Moreover, even at a given level there may be different labeling schemes or even disagreement amongst annotators, such that we want to represent multiple versions.A second property of TIMIT is its balance across multiple dimensions of variation, for coverage of dialect regions and diphones.The same holds true of text corpora, in the sense that the original text usually has an external source, and is considered to be an immutable artifact.Any transformations of that artifact which involve human judgment — even something as simple as tokenization — are subject to later revision, thus it is important to retain the source material in a form that is as close to the original as possible.Finally, notice that even though TIMIT is a speech corpus, its transcriptions and associated data are just text, and can be processed using programs just like any other text corpus.Therefore, many of the computational methods described in this book are applicable.Moreover, notice that all of the data types included in the TIMIT corpus fall into the two basic categories of lexicon and text, which we will discuss below.Even the speaker demographics data is just another instance of the lexicon data type.

As we saw in 2., most lexical resources can be represented using a record structure, i.e. A lexical resource could be a conventional dictionary or comparative wordlist, as illustrated.

First, the corpus contains two layers of annotation, at the phonetic and orthographic levels.

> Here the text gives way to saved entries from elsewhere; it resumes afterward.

PR #232, opened 2021-05-31
ENH: Change for loop to groupby

### LINKED ISSUE #180: ENH/PERF for generate_locations
The performance of per-user location generation can be enhanced using .groupby() (Line 81-99). Pay attention to the unique labels across users (Line 92-96). 
An additional parameter `print_progress` can be added to monitor the per-user progress.
See `generate_trips` function for examples.

abcnishant007:
closes #180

In general, a text or speech corpus may be annotated at many different linguistic levels, including morphological, syntactic, and discourse levels.

Structured collections of annotated linguistic data are essential in most areas of NLP, however, we still face many obstacles in using them.

The goal of this chapter is to answer the following questions: Along the way, we will study the design of existing corpora, the typical workflow for creating a corpus, and the lifecycle of corpus.

The inclusion of speaker demographics brings in many more independent variables, that may help to account for variation in the data, and which facilitate later uses of the corpus for purposes that were not envisaged when the corpus was created, such as sociolinguistics.